Pemda DIY targetkan sembilan koperasi bertranformasi digital pada 2026 750x536 1

Dorong Ekonomi Digital, Pemda DIY Targetkan 9 Koperasi Modern pada 2026

Yogyakarta, Lingkar.news – Dinas Koperasi dan Usaha Kecil Menengah (UKM) Daerah Istimewa Yogyakarta (DIY) menargetkan sembilan koperasi melakukan transformasi digital pada 2026. Langkah ini diambil guna memperkuat posisi koperasi sebagai sokoguru perekonomian nasional.

Kepala Dinas Koperasi dan UKM DIY, Agus Mulyono, pada Rabu (22/7/2026) menyatakan bahwa target tersebut mencakup pengembangan koperasi modern yang telah menerapkan digitalisasi dan inovasi usaha.

“Untuk target 2026, sebanyak sembilan koperasi modern yang tentunya telah melakukan digitalisasi dan inovasi dalam pengembangan usahanya,” ujar Agus pada peringatan Hari Koperasi Nasional (Harkopnas) Ke-79 di Yogyakarta.

Agus menambahkan bahwa digitalisasi koperasi menjadi prioritas utama yang selaras dengan kebijakan Kementerian Koperasi guna menciptakan lembaga yang adaptif terhadap perkembangan teknologi dan tantangan ekonomi masa depan.

“Karena itu, ini menjadi momentum mendorong transformasi koperasi agar semakin adaptif terhadap perkembangan teknologi, serta mampu menjawab tantangan ekonomi di masa depan,” jelasnya.

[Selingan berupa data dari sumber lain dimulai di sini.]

PR #10984, opened 2025-01-15
feat(core-flows): cart complete shipping validate

fPolic:
**What**
- validate that there is a shipping method if any of the line items have requires_shipping=true
- validate that products shipping profile is supported by a shipping method on the cart
- update tests

---

CLOSES CMRC-683


olivermrbl (approved):
LGTM, nice

packages/core/core-flows/src/cart/steps/validate-shipping.ts
```diff
@@ -0,0 +1,70 @@
...
+
+    const missingShippingPorfiles = requiredShippingPorfiles.filter(
+      (profile) => !availableShippingPorfiles.includes(profile)
+    )
+
+    if (missingShippingPorfiles.length > 0) {
+      throw new MedusaError(
+        MedusaError.Types.INVALID_DATA,
+        `The cart contains items that require shipping profiles that are not available: ${missingShippingPorfiles.join(
+          ", "
```
olivermrbl:
```suggestion
        "The cart items require shipping profiles that are not satisfied by the current shipping methods"
```

olivermrbl (approved):
LGTM

integration-tests/http/__tests__/order/admin/order.spec.ts
```diff
@@ -932,6 +932,7 @@ medusaIntegrationTestRunner({
           .post(
             `/admin/orders/${order.id}/fulfillments`,
             {
+              shipping_option_id: seeder.shippingOption.id, // shipping option with the "regular" shipping profile
```
olivermrbl, line 935: question: This still optional at the HTTP level right? Why did we need to add this here?

fPolic: Yes, it's optional. In this test, the cart has 2 shipping methods for supporting 2 different shipping profiles that products in the cart have. So when creating fulfilment here we want to specify which method is used to heave deterministic behaviour in the test (otherwise `shipping_methods[0]` would be used which is non determinsitic).

---

This test checks if shipping method for fulfilment supports shipping profile of the items that are being fulfilled but the cart previously had only one shipping method with one shipping profile and the item in cart had another profile.
This PR introduced a validation that a cart cannot be completed if there isn't a shipping method for every shipping profile in the cart so now for the order seeder to work and complete the cart we needed to modify the test so 2 methods are on the cart and needed to specify which one is used for fulfillment in this case.

PR #10987, opened 2025-01-16
feat: Remove fields from payment models that were leftovers from v1

sradevski:
BREAKING: 

If someone was using `region_id` from the `payment collection` entity, or `cart_id`, `order_id`, `customer_id` from the `payment` entity, they will no longer exist. Similarly, any code that was passing `region_Id` to `createPaymentCollections` would be recommended to remove the field.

Menurutnya, penguatan tata kelola dan pemberdayaan koperasi merupakan kunci utama dalam mendukung sektor kesehatan koperasi yang berdampak langsung pada penguatan ekonomi daerah secara menyeluruh.

“Penguatan ekonomi di DIY akan berdampak pada berbagai sektor, baik sektor ekonomi, juga sektor kesehatan koperasi. Koperasi sebagai sokoguru perekonomian bangsa semestinya ikut berperan dalam pembangunan ekonomi,” ungkap Agus.

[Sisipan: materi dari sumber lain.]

PR #10994, opened 2025-01-16
feat: Add support for listing saved payment methods in module and Stripe

sradevski:


packages/core/utils/src/payment/abstract-payment-provider.ts
```diff
@@ -623,6 +625,56 @@ export abstract class AbstractPaymentProvider<TConfig = Record<string, unknown>>
...
+   *
+   *       return {payment_methods: response}
+   *     } catch (e) {
+   *       return {
+   *         error: e,
+   *         code: "unknown",
+   *         detail: e
+   *       }
+   *     }
+   *   }
```
adrien2p: suggestion: I think this need some update based on the latest API impl

adrien2p (approved):
I think it looks good for a first iteration 💪

packages/core/utils/src/payment/abstract-payment-provider.ts
sradevski: Yes nice catch!

packages/modules/providers/payment-stripe/src/core/stripe-base.ts
```diff
@@ -294,6 +296,27 @@ abstract class StripeBase extends AbstractPaymentProvider<StripeOptions> {
     }
   }
 
+  async listPaymentMethods(
+    context: PaymentProviderContext
+  ): Promise<PaymentMethodResponse[]> {
+    const customerId = context.customer?.metadata?.stripe_id
```
riqwan, line 304: q: at what point are these displayed? If its during cart, would the stripe_id even be available at that point?

sradevski: If it is a registered customer (prerequisite to store methods), and they have done at least 1 payment with configuration to store the payment method.

The code that stores stripe_id on the customer doesn't work now, it's part of the tickets I've created and I'll be handling that very soon.

riqwan: Ah i see, these are customer saved payment methods 💡

olivermrbl (approved):

packages/core/types/src/payment/provider.ts
```diff
@@ -135,6 +135,11 @@ export type PaymentProviderAuthorizeResponse = {
   data: PaymentProviderSessionResponse["data"]
 }
 
+export type PaymentMethodResponse = {
+  id: string
+  data: Record<string, unknown>
+}
```
olivermrbl, line 141: thought(non-blocking): The return type could also just be:
```ts
export type PaymentMethodResponse = Record<string, unknown>
```
and the data will hold the ID.

sradevski: @olivermrbl I was thinking that maybe the explicit `id` is needed/useful for linking? or am I wrong?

Agus memaparkan data hingga triwulan II 2026, terdapat 387 koperasi berbadan hukum di DIY. Dari jumlah tersebut, sebanyak 186 koperasi telah melaporkan hasil Rapat Anggota Tahunan (RAT), menunjukkan peningkatan dibanding tahun 2025 yang tercatat sebanyak 144 koperasi.

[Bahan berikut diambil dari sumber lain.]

PR #11015, opened 2025-01-17
feat: Revamp payment provider interface

sradevski:
BREAKING:
1. The payment provider interface completely changed. This allowed for a more unified interface, and it makes it more easily extensible to support different payment providers
2. The `context` field from the `POST /payment-collections/:id/payment-sessions` endpoint was removed as it posed a security risk
3. The context accepted by the payment module changed to only accept known fields and limit the surface area of what can be passed through it.
4. Payment provider methods are expected to throw instead of returning an error.

Affected users are only the ones that have implemented a custom payment provider, or they have used the `createPaymentSession` method directly. If you are using Stripe and you haven't manipulated the payment flow of Medusa the breaking changes should not affect you.

Feature: We have added support for account holder information. In Stripe, for example, we will create a customer for every signed up user on your platform so you can track payments more easily within Stripe. These methods are optional for payment providers.


christiananese (approved):
LGTM, would be good to add a ticket for documenting keys we are defining here like `pp_stripe_stripe_customer_id`

sradevski:
Yes definitely, @shahednasser can you have a look and decide what deserves to be documented in the docs? There is the part of `pp_stripe_stripe_customer_id` that people MIGHT want to know about, although most will unlikely need to deal with it directly

There is also the new interface of a payment provider

packages/modules/providers/payment-stripe/src/core/stripe-base.ts
```diff
@@ -272,36 +250,114 @@ abstract class StripeBase extends AbstractPaymentProvider<StripeOptions> {
...
-    const stripeId = context.customer?.metadata?.stripe_id
+    try {
+      const id = data.id as string
+      const sessionData = (await this.stripe_.paymentIntents.update(id, {
+        amount: amountNumeric,
+      })) as unknown as PaymentProviderSessionResponse["data"]
 
-    if (stripeId !== data.customer) {
-      return await this.initiatePayment(input)
-    } else {
```
olivermrbl, line 285: question: Don't we need to deal with this scenario still?
1. I initialize my cart as a guest customer
2. Go through the checkout flow and create payment sessions
3. I sign in -> should update the customer on the payment intent

olivermrbl: Actually, I am not sure our workflows are wired up to deal with this right now.

sradevski: They are not, and this method is not even called.

I was gonna ask you why https://github.com/medusajs/medusa/pull/9348/files was closed actually, as I imagine that's where these flows would be implemented

packages/core/core-flows/src/cart/workflows/complete-cart.ts
```diff
@@ -118,7 +118,6 @@ export const completeCartWorkflow = createWorkflow(
         // We choose the first payment session, as there will only be one active payment session
         // This might change in the future.
         id: paymentSessions[0].id,
-        context: { cart_id: cart.id },
```
sradevski, line 121: This was never passed anywhere.

packages/core/core-flows/src/order/workflows/mark-payment-collection-as-paid.ts
```diff
@@ -120,7 +118,6 @@ export const markPaymentCollectionAsPaid = createWorkflow(
 
     const payment = authorizePaymentSessionStep({
       id: paymentSession.id,
-      context: { order_id: input.order_id },
```
sradevski, line 123: Similarly this wasn't passed or used anywhere

packages/modules/payment/src/migrations/Migration20250123122334.ts
```diff
@@ -0,0 +1,27 @@
+import { Migration } from '@mikro-orm/migrations';
+
+export class Migration20250123122334 extends Migration {
+
+  override async up(): Promise<void> {
+    this.addSql(`create table if not exists "account_holder" ("id" text not null, "provider_id" text not null, "external_id" text not null, "email" text null, "data" jsonb not null default '{}', "metadata" jsonb null, "created_at" timestamptz not null default now(), "updated_at" timestamptz not null default now(), "deleted_at" timestamptz null, constraint "account_holder_pkey" primary key ("id"));`);
+    this.addSql(`CREATE INDEX IF NOT EXISTS "IDX_account_holder_deleted_at" ON "account_holder" (deleted_at) WHERE deleted_at IS NULL;`);
+    this.addSql(`CREATE UNIQUE INDEX IF NOT EXISTS "IDX_account_holder_provider_id_external_id_unique" ON "account_holder" (provider_id, external_id) WHERE deleted_at IS NULL;`);
+
+    this.addSql(`alter table if exists "payment_collection_payment_providers" drop constraint if exists "payment_collection_payment_providers_payment_coll_aa276_foreign";`);
```
sradevski, line 10: Not sure where these came from, any ideas if they are valid or not?

packages/core/core-flows/src/payment-collection/workflows/create-payment-session.ts
```diff
@@ -68,16 +80,89 @@ export const createPaymentSessionsWorkflow = createWorkflow(
...
+      const paymentCustomer = transform({ customer }, (data) => {
+        return {
+          ...data.customer,
+          billing_address:
+            data.customer.addresses?.find((a) => a.is_default_billing) ??
+            data.customer.addresses?.[0],
+        }
+      })
+
+      const accountHolderInput = {
```
olivermrbl, line 119: question: Can we construct data like this? I thought we always needed to use a `transform` to ensure the value of properties are resolved correctly at runtime and not "composition time".

packages/core/types/src/payment/provider.ts
```diff
@@ -26,33 +37,26 @@ export type PaymentActions =
...
-   * The associated customer's email.
-   */
-  email?: string
-
-  /**
-   * The ID of payment session the provider payment is associated with.
+   * The account holder information, if available for the payment provider.
    */
-  session_id?: string
+  accountHolder?: PaymentAccountHolderDTO
```
olivermrbl: nit: Should probably be snake_cased to align with the general convention

packages/modules/payment/src/migrations/Migration20250123122334.ts
olivermrbl: They are valid but for some reason our migration generator wants to delete them and create them anew, as seen on line 11-14

olivermrbl: We can probably keep the migration as is to correct the casing convention (or whatever it is that triggers the recreation), so we don't keep seeing it moving forward.

packages/modules/providers/payment-stripe/src/core/stripe-base.ts
```diff
@@ -95,221 +113,271 @@ abstract class StripeBase extends AbstractPaymentProvider<StripeOptions> {
...
+    const accountHolderId = accountHolder?.data?.id as string | undefined
+    if (!accountHolderId) {
+      throw this.buildError(
+        "No account holder in context",
+        new Error("No account holder provided while deleting account holder")
+      )
+    }
+
+    try {
+      await this.stripe_.customers.del(accountHolderId)
```
olivermrbl, line 362: question: Wouldn't this need to be the `external_id` of the account holder?

packages/modules/providers/payment-stripe/src/core/stripe-base.ts
```diff
@@ -321,21 +389,23 @@ abstract class StripeBase extends AbstractPaymentProvider<StripeOptions> {
...
+    if (!accountHolderId) {
+      throw this.buildError(
         "Account holder not set while saving a payment method",
         new Error("Missing account holder")
       )
     }
 
     const resp = await this.stripe_.setupIntents.create({
-      customer: customer.metadata.stripe_id as string,
+      customer: accountHolderId,
```
olivermrbl, line 408: question: Same as before, wouldn't this need to be the `external_id`?

olivermrbl (commented):
Overall this LGTM–I'd like us to wait merging until 2.4.0 is out, so we can spend some time properly documenting the breaking changes. Will have another deeper look Monday.

I left a few comments, but nothing major.

packages/core/core-flows/src/payment-collection/workflows/create-payment-session.ts
sradevski: If you are not doing spread, ternary operators, etc. you can yes. In many places we construct the object inline where we pass them to the function, here we just assign it to a variable.

packages/core/types/src/payment/provider.ts
sradevski: Yes good point 👍

packages/modules/providers/payment-stripe/src/core/stripe-base.ts
sradevski: Yes, we just get it from `data.id` since `data` is whatever the payment provider returns. We could also get it from `externalId` but that is not required in the context, that is just stored in our table for convenience

packages/modules/providers/payment-stripe/src/core/stripe-base.ts
sradevski: Answered above

packages/modules/providers/payment-stripe/src/core/stripe-base.ts
```diff
@@ -95,221 +113,271 @@ abstract class StripeBase extends AbstractPaymentProvider<StripeOptions> {
...
+    data,
+    context,
+  }: InitiatePaymentInput): Promise<InitiatePaymentOutput> {
+    const additionalParameters = this.normalizePaymentIntentParameters(data)
 
     const intentRequest: Stripe.PaymentIntentCreateParams = {
       amount: getSmallestUnit(amount, currency_code),
       currency: currency_code,
-      metadata: { session_id: session_id! },
+      metadata: { medusa_session_id: data?.medusa_session_id as string },
```
olivermrbl: comment: Think this is also a breaking change, as we rely on the `metadata.session_id` in the webhook. That said, I don't think this is major, so fine to keep it in, now that we are already breaking other parts.

packages/modules/providers/payment-stripe/src/core/stripe-base.ts
olivermrbl: Oh yeah, I see. Makes sense

olivermrbl (approved):

packages/modules/providers/payment-stripe/src/core/stripe-base.ts
sradevski: @olivermrbl ah right, nice catch! I thought it would be nice if this is namespaced, but maybe we can leave it as-is, it's very minor and it's better if we don't add another breaking change item to the list, it's already a lot to handle.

“Untuk tahun 2026, berdasarkan Peraturan Menteri Koperasi Nomor 9 Tahun 2020, penilaian koperasi dengan sistem pemeriksaan kesehatan koperasi. Hingga triwulan II 2026, hasil pemeriksaan menunjukkan 14 koperasi berstatus sehat, dan 30 koperasi berstatus cukup sehat,” papar Agus.

Kesimpulan dari pernyataan Wakil Gubernur DIY, KGPAA Paku Alam X, adalah perlunya perubahan paradigma koperasi dari gaya konvensional menuju entitas yang lebih modern, inklusif, dan berorientasi digital.

“Sudah saatnya koperasi memiliki wajah baru sebagai koperasi digital, inovatif, dan inklusif. Semoga koperasi di DIY mampu menjadi pilar ekonomi rakyat menuju Indonesia yang maju, adil, makmur, dan sejahtera,” kata KGPAA Paku Alam X.